The lack of time given to the crucial concerns of LGBT people in this pivotal, historically ugly election were further illustrated in Tuesday's vice presidential debate between Virginia Sen. Tim Kaine and Indiana Gov. Mike Pence. Pence, who passed a law in 2015 making it legal for businesses to deny services to customers based on their sexual orientation or gender identity, wasn't asked a single question by moderator Elaine Quijano about his virulently anti-LGBT history. Kaine, who invited a lesbian couple to the debate as his guests, also failed to press the issue. LGBT issues were mentioned just once, and not in respect to Pence's record. While debating whether Russian president is an ally to the United States, Kaine remarked, "He persecutes LGBT folks and journalists."

In a recent interview with ABC's This Week, George Stephanopoulos asked Pence eight times whether he believes LGBT people should legally be able to be fired from their jobs because of their identities. Each time, Pence refused to answer. His receipts, however, speak for him. While Pence was the editor of Indiana Policy Review, a right wing think tank, the group published articles in its monthly journal urging businesses not to hire LGBT workers. "They are known to carry extremely high rates of disease brought on because of the nature of their sexual practices and the promiscuity which is a hallmark of their lifestyle," wrote R.D. Ray in 1993.

As a legislator, Pence has continued his track record of discrimination. While running for the House of Representative in 2000, the policy platform on his website advocated the diversion of funds from the Ryan White Care Act, which provides life-saving HIV medications, to "those institutions which provide assistance to those seeking to change their sexual behavior." That's a reference to the widely discredited practice of conversion therapy, which can lead to years of psychological harm and trauma and is outlawed in five states. Pence, who has received a rating of zero from the Human Rights Campaign, has voted against employment nondiscrimination protections as a member of Congress. The former House representative also advocated for a constitutional amendment blocking same-sex couples from getting married.

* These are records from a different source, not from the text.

PR #152, opened 2022-02-10
Update ForAll to return errors if any of the expressions return error

CarlosFigueiraMSFT:
An expression such as `ForAll(<table>, <expression>)` should return an error if one of the invocations of the &lt;expression&gt; return an error (instead of adding the error to the resulting table).

### DIFF
--- a/src/libraries/Microsoft.PowerFx.Interpreter/Functions/Library.cs
+++ b/src/libraries/Microsoft.PowerFx.Interpreter/Functions/Library.cs
@@ -1213,10 +1213,16 @@ namespace Microsoft.PowerFx.Functions
             var arg0 = (TableValue)args[0];
             var arg1 = (LambdaFormulaValue)args[1];
 
-            var rows = LazyForAll(runner, symbolContext, arg0.Rows, arg1);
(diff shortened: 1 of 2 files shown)


src/libraries/Microsoft.PowerFx.Interpreter/Functions/Library.cs
```diff
@@ -1213,10 +1213,16 @@ public static FormulaValue ForAll(EvalVisitor runner, SymbolContext symbolContex
             var arg0 = (TableValue)args[0];
             var arg1 = (LambdaFormulaValue)args[1];
 
-            var rows = LazyForAll(runner, symbolContext, arg0.Rows, arg1);
+            var rows = LazyForAll(runner, symbolContext, arg0.Rows, arg1).ToArray();
```
MikeStall, line 1216: >ToArray [](http://example.com/codeflow?start=74&length=7)

I thought we did not want to do that, specifically because it prevents optimizations. It requires reading the entire table to scan for an error (ie, this ToArray() call). 
 
For example, we should have semantics where First()only needs to look at the top row. So 
First(ForAll(...)) ought to succeed even if item 999 has an error.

If Trump were elected in November, Pence will be one heartbeat away from the Oval Office. His track record, though, further scores how devastating a Trump presidency would be for LGBT people. Trump has promised that on his first day in office, he would repeal every executive order enacted under President Obama's tenure. That would include a directive barring federal contractors from being fired because of their sexual orientation or gender identity. The CEO has further vowed to appoint justices that will overturn the Supreme Court's 2015 decision to legalize marriage equality in all 50 states.

Many LGBT people are justifiably terrified of a Trump presidency under which they stand to lose their jobs, their marriages, and their families; that fear deserves to be confronted on a national stage, not ignored. Cooper, as one of a handful of openly gay newscasters working in primetime, is well-positioned to speak truth to power. Following the Pulse shooting in June, he took Florida Attorney General Pam Bondi to task over her newfound support of the LGBT community. Before rebranding herself as an ally, Bondi claimed in 2014 court filings that same-sex couples fighting for the right to marry in Florida were seeking "induce public harm" to the state. "Do you really think you're a champion of the gay community?" Cooper asked.

Americans live in a time when our most vulnerable communities are under attack. This election has witnessed millions of undocumented workers referred to as "rapists" and threatened with deportation. Trump has further discussed placing Muslim citizens in a national registry that harkens back to the persecution of Jews in Nazi Germany. If we hope to prevent modern fascism and mass discrimination, all of us must promote a culture of greater accountability. Silence is what created this mess to begin with.